Griff 11-06-2013 05:11 PM

Sorry about the roller coaster Clod. Any new meds on the horizon?

BigV 11-06-2013 05:23 PM

Quote:

Originally Posted by Clodfobble (Post 882696)
Not worried about the immunosuppressive aspect, since the med the doc would rather he stay on long-term instead is methotrexate. But the bone and joint thing, yeah, that's the thing he keeps warning me about.

V, we have not only considered a fecal transplant, I have a donor sample in my freezer (closed within several layers of packaging.) I am scared to use it though, because there is just no telling what is in it. The doctor is on favor of them in general, but he warned there could also be a major adverse immune response.

Do you know the donor? Perhaps it's you or a member of your family. The reason I ask is that I also recently heard of a way to scan the *ahem* contents of the sample. There's an outfit called the American Gut Project (you can't really make all this stuff up). For $99 they'll scan the sample and give you a report. Here's the story I heard on NPR. It went into great detail about the kinds of flora found and the relative proportions, etc. I don't know what kinds of unknowns you're worried about, but perhaps this link could help you reduce the number of unknowns.

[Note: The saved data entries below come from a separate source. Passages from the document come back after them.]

PR #246, opened 2022-12-09
fix http status header

kiwiidb:
Fixes an error that must have slipped through our rigorous review process.

### DIFF
--- a/controllers_v2/keysend.ctrl.go
+++ b/controllers_v2/keysend.ctrl.go
@@ -78,7 +78,7 @@ func (controller *KeySendController) KeySend(c echo.Context) error {
 	result, err := controller.SingleKeySend(c, &reqBody, userID)
 	if err != nil {
 		c.Logger().Errorf("Failed to send keysend: %s", err.Message)
-		return c.JSON(err.Code, err)
+		return c.JSON(http.StatusInternalServerError, err)
 	}
 	return c.JSON(http.StatusOK, result)
 }


controllers_v2/keysend.ctrl.go
```diff
@@ -78,7 +78,7 @@ func (controller *KeySendController) KeySend(c echo.Context) error {
 	result, err := controller.SingleKeySend(c, &reqBody, userID)
 	if err != nil {
 		c.Logger().Errorf("Failed to send keysend: %s", err.Message)
-		return c.JSON(err.Code, err)
+		return c.JSON(http.StatusInternalServerError, err)
```
bumi, line 81: when does this fail?

kiwiidb: See lndhub-notifications on slack, we're sending `2` as http status header

bumi: yes, understood that. but why did the keysend fail? 

wondering if a 500 error is correct? 
and we probably should return a valid JSON response in the same format as others: https://github.com/getAlby/lndhub.go/blob/main/lib/responses/errors.go

kiwiidb: keysend fails because the user didn't have enough money.

kiwiidb: We are returning a valid JSON response. "err" is not an error (not the greatest var name here) it's a struct.

bumi: if it is not enough money then it should be this error: https://github.com/getAlby/lndhub.go/blob/main/lib/responses/errors.go#L35

bumi: if some server error then this: https://github.com/getAlby/lndhub.go/blob/main/lib/responses/errors.go#L17

bumi (approved):

PR #247, opened 2022-12-14
GRPC server

### LINKED ISSUE #248: GRPC server
To allow multiple downstream services to subscribe to events about new invoices or payments.

See discussion at https://github.com/getAlby/meta/issues/203

kiwiidb:
Fixes #248 

Based on https://grpc.io/docs/languages/go/basics/

- I've used https://json-to-proto.github.io/ to convert the webhook payload to a protobuf definition. Since you cannot have arbitrary keys in protobuf I've changed the custom records from a map to an array.
- Used protoc to generate the files in the "lndhubrpc" package. 
- In case the client needs invoices from a certain id onwards we fetch those first and then return the real-time settled invoices. To avoid race conditions where we send the same invoice twice (an invoice is settled while we fetch the invoices from the database), we check the index of the last invoice from the database array against the id from the invoices of the channel. I'm not sure if this is necessary though.
- Copied the webhook test and changed some things to refactor it to a grpc test.


bumi:
@jankoegel tagging you here, fyi. We will need to write a GRPC consumer in ruby.

kiwiidb:
> @jankoegel tagging you here, fyi. We will need to write a GRPC consumer in ruby.

Client issue is https://github.com/getAlby/getalby.com/issues/286 btw. I can also do it, doesn't seem to be much work.

I would make it seperate from the main rails app like we currently also do with the cron job, but this app would then just be constantly on consume the gRPC stream, and update the database.

PR #251, opened 2022-12-23
respond with 500 if no payment sent

### LINKED ISSUE #250: multikeysend: return error in case no payments completed
We should check the amount of payments that have actually completed. If it's 0, don't return 200 status code.

kiwiidb:
Fixes #250

### DIFF
--- a/controllers_v2/keysend.ctrl.go
+++ b/controllers_v2/keysend.ctrl.go
@@ -109,6 +109,7 @@ func (controller *KeySendController) MultiKeySend(c echo.Context) error {
 	result := &MultiKeySendResponseBody{
 		Keysends: []KeySendResult{},
 	}
+	singleSuccesfulPayment := false
 	for _, keysend := range reqBody.Keysends {
 		keysend := keysend
 		res, err := controller.SingleKeySend(c, &keysend, userID)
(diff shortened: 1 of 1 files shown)


controllers_v2/keysend.ctrl.go
```diff
@@ -125,8 +126,13 @@ func (controller *KeySendController) MultiKeySend(c echo.Context) error {
 		result.Keysends = append(result.Keysends, KeySendResult{
 			Keysend: res,
 		})
+		singleSuccesfulPayment = true
 	}
-	return c.JSON(http.StatusOK, result)
+	status := http.StatusOK
+	if !singleSuccesfulPayment {
+		status = http.StatusInternalServerError
```
bumi, line 133: is this a correct HTTP status code?
internal server error indicates it's an exception an unexpected bug in our system

payments might fail because the recipient can not receive anything. 

maybe a 422 - Unprocessable Entity?

kiwiidb: That would deserve it's own PR as we would need to change it everywhere we're making a payment. I'd rather have it consistent for now.

bumi: we return a 500 if a payment fails? damn, also not a good http cititzen.

PR #253, opened 2022-12-26
Add DB indexes migration

bumi:


db/migrations/20221226203000_db_index.up.sql
```diff
@@ -0,0 +1,59 @@
...
+
+CREATE INDEX IF NOT EXISTS index_invoices_on_expires_at ON invoices(expires_at)
+
+--migration:split
+
+CREATE INDEX IF NOT EXISTS index_invoices_on_settled_at ON invoices(settled_at)
+
+--migration:split
+
+CREATE INDEX IF NOT EXISTS index_invoices_on_type_and_r_hash_and_state ON invoices(type, r_hash, state);
```
reneaaron, line 33: This one should speed up query 1 from here:

https://github.com/getAlby/meta/issues/290

db/migrations/20221226203000_db_index.up.sql
```diff
@@ -0,0 +1,59 @@
...
+CREATE INDEX IF NOT EXISTS index_transaction_entries_on_debit_account_id ON transaction_entries(debit_account_id);
+
+--migration:split
+
+
+CREATE INDEX IF NOT EXISTS index_accounts_user_id ON accounts(user_id);
+
+--migration:split
+
+CREATE INDEX IF NOT EXISTS index_accounts_type ON accounts(type);
```
reneaaron, line 59: Query 3 is missing: 

SELECT "invoices".* FROM "invoices" WHERE "invoices"."user_id" = $1 AND "invoices"."invoice_type" = $2 AND "invoices"."state" = $3 ORDER BY "invoices"."created_at" DESC LIMIT $4 OFFSET $5

➡️ ```CREATE INDEX IF NOT EXISTS index_invoices_on_userid_and_invoicetype_and_state_and_created_at ON invoices(user_id, invoice_type, state, created_at DESC);```

bumi: those are not from lndhub.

As for the major adverse immune response, I am in no position to argue with your doctor through you. But this thread's *always* been about gut flora and these ideas I hear about always remind me of you and the little Fobs. There was great skepticism on the part of some patients and some doctors, unsurprisingly. But for those that had success, their testimonials border on rapturous.

Griff 11-06-2013 07:46 PM

Lots of gut talk out there. I saw this earlier on rheumatoid arthritis.

Clodfobble 11-06-2013 09:03 PM

Quote:

Originally Posted by orthodoc
Having it done at a medical facility would allow for lab culture of the sample to rule out C. diff, pathogenic enterococci, parasites, Giardia, etc. prior to the actual procedure. I wouldn't use an untested sample.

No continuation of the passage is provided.